Optimal dsRNA Concentration for RNA Interference in Asian Citrus Psyllid

Esmaeil Saberi, Mosharrof Mondal, Jorge R. Paredes-Montero, Kiran Nawaz, Judith K. Brown, Jawwad A. Qureshi

Research output: Contribution to journalArticlepeer-review

Abstract

The Asian citrus psyllid (ACP) is a citrus pest and insect vector of “Candidatus Liberibacter asiaticus”, the causal agent of citrus greening disease. Double-stranded RNA (dsRNA) biopesticides that trigger RNA interference (RNAi) offer an alternative to traditional insecticides. Standardized laboratory screening of dsRNA requires establishing the minimal effective concentration(s) that result in effective RNAi “penetrance” and trigger RNAi, resulting in one or more measurable phenotypes, herein, significant gene knockdown and the potential for mortality. In this study, knockdown was evaluated for a range of dsRNA concentrations of three ACP candidate genes, clathrin heavy chain (CHC), vacuolar ATPase subunit A (vATPase-A), and sucrose non-fermenting protein 7 (Snf7). Gene knockdown was quantified for ACP teneral adults and 3rd instar nymphs allowed a 48 h ingestion-access period (IAP) on 10, 50,100, 200, and 500 ng/µL dsRNA dissolved in 20% sucrose followed by a 5-day post-IAP on orange jasmine shoots.
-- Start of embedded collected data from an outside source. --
Issue #3806, opened 2023-09-13
Move ADIOS2-examples inside the main ADIOS2 repository


vicentebolea:
- [ ] We want to move the ADIOS2-example source code to the example directory in this repository.
- [ ] We want to get rid of examples that are not uptodate 
- [ ] We want to move the ADIOS2-example readthedocs to the main ADIOS2 (this repo) readthedocs.

Issue #3795, opened 2023-09-09
running tests against installed ADIOS2 library


drew-parsons:
**edit**
The original error reported here (deleted function ‘adios2::ADIOS::ADIOS(void*)’) was apparently a misconfiguration.  The issue title has been changed to indicate the actual goal: running tests against an installed ADIOS2 library for linux distribution CI testing

**Describe the bug**

I'm trying to test an MPI build of adios2 by building the examples against the installed library.
bpFWriteCRead from examples/hello fails with the error:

Significant gene knockdown (p < 0.05) in ACP third instar nymphs and adults ranged from 12–34% and 18–39%, 5 days post-IAP on dsRNA at 10–500 and 100–500 ng/µL, respectively. The threshold concentration beyond which no significant gene knockdown and adult mortality was observed post-48 h IAP and 10-day IAP, respectively, was determined as 200 ng/µL, a concentration indicative of optimal RNAi penetrance.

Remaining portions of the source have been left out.